11. Boğaziçi Sinema Şenliği’nin Ulusal Uzun Metraj Sinema Yarışı kısmında yer alan 60 Gün sineması, Atlas 1948 Sineması’nda sinemaseverlerle buluştu. Gösterim sonrası moderatörlüğünü sinema muharriri Gökşen Aydemir’in üstlendiği bir söyleşi düzenlendi. Direktör, üretimci ve senarist İsmail Doruk, sinemanın daha evvel Hindistan ve Çin’de şenliklerde gösterildiğini söyleyerek, “Eski bir proje aslında. 6-7 yıl kadar oluyor. 2 sene evvel sineması çektik. Tam pandemiye denk geldik. O yüzden uzun sürdü.” dedi.
Film için 3 farklı final tasarladıklarını kaydeden Doruk, şunları aktardı:
“Biz ucu biraz açık bıraktık. Bu türlü olmasını istedik. Sineması sıkıntı çektik. Zira bağımsız sinema çekmek nitekim çok sıkıntı. Kıssa aslında yaşanmış olabilecek bir senaryo. Fakat o denli şeyler ile karşılaştım ki, sinemanın konusu dışında kalan şeylerdi. Biz bahisten sapmak istemedik. Özüne ziyan vermek istemedim.”

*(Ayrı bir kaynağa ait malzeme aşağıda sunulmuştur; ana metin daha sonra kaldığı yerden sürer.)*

Issue #525, opened 2016-03-24
Refine dev server auto-deployment to support additional servers mapped to branches


lmorchard:
Using Circle CI variables and rules in the .yml, it's could be possible to spin up additional dev servers on Elastic Beanstalk and map them to different branches. 

For example, if we had a `ux-research` branch, changes committed there could be auto-deployed to a `testpilot-ux-research` server.

lmorchard:
This will be super-easy to do with static deployment on circleci and doesn't need special work or research

PR #1320, opened 2016-09-01
Add static-dev and static-stage envs for add-on

### LINKED ISSUE #1319: Add new static dev environments to add-on
I propose two new hosts for our static deployment track:
- https://testpilot-static.dev.mozaws.net
- https://testpilot-static.stage.mozaws.net

The add-on should support both of these in the `testpilot.env` preference

lmorchard:
Fixes #1319


lmorchard:
I'm not very creative, so I just turned the dev & stage critters upside down for the static counterparts in groundcontrol

dannycoates:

Doruk, sinemada rol alan oyunculara da değinerek, “Oyuncu seçimlerinde aklımızda isimler vardı. Birkaç görüşmeden sonra isimler netleşti aslında. Herkes projeyi sevdi, dahil olmak istedi. Ayrıyeten sinemada berbat karakter yok.” sözlerini kullandı. Oyuncu Başak Cingöz de çekimlerde zorlansalar da çok eğlenerek çektiklerini ve hoş bir süreç geçirdiklerini söyledi. Söyleşiye oyuncular Bora Kırkım, Aydın Orak ve Halil İbrahim Kaylaycıoğlu da katıldı.
Dünya prömiyerini 29. Kolkata Memleketler arası Sinema Şenliği’nde yapan sinema, 1981’de tıpkı köyde yaşayan iki gencin evlenmesiyle başlayan olayların beklenmedik bir biçimde sonuçlanmasını işliyor.
“EMPTY NETS” SİNEMASI AKM’DE GÖSTERİLDİ
“Uluslararası Uzun Metraj Sinema Yarışması” kısmında yer alan “Empty Nets” sinemasının gösterimi Atatürk Kültür Merkezi Yeşilçam Sineması’nda gerçekleştirildi. Gösterim sonrası yapılan söyleşiye katılan direktör Behrooz Karamizade, şenliğin genel koordinatörü Enes Erbay’ın sorularını yanıtladı. Karamizade, Türkiye’deyken kendini konutunda üzere hissettiğini belirterek, “Almanya’da doğdum büyüdüm lakin İran’a çok sık gidip geliyorum.” diye konuştu.
Filmin öyküsüne de değinen Karamizade, “İran’daki gençlerin, evlenmek ve iş sahibi olmak üzere çok kolay hayalleri var. Onların bu kolay hayalleri beni cezbediyor. Temelde çok kolay bir sinema. Genç bir adam var. Berbat kararlar veriyor ve makus sonuçlarla karşılaşıyor. Lakin bir yandan da yeni başlangıçları da temsil ediyor.” dedi. Behrooz Karamizade, çekimlerde kullanmak üzere değişik bir yer bulabilmek için İran taşrasını çokça gezdiğini aktararak, kelamlarını şöyle sürdürdü:
“Doğru kareyi çekebilmek için bence görsellik çok değerli. Bu nedenle evvel yeri buldum. Daha sonra öykü ile yerin içini doldurdum. Balıkçı yerini bulduktan sonra benim için gerçek bir görsel olduğunu düşündüm. Çok karanlık ve depresif bir yerdi ve benim öykümle tamamlanıyordu. Metaforik olarak deniz hem veren hem alan bir şeydi birebir İran ve gençlik ortasındaki alaka üzere.”
Film, Amir ve Nergis öyküsü üzerinden İran’daki yeni jenerasyonun hayatlarını etkileyen gelenek, yozlaşma ve toplumsal hiyerarşi bahislerine odaklanıyor.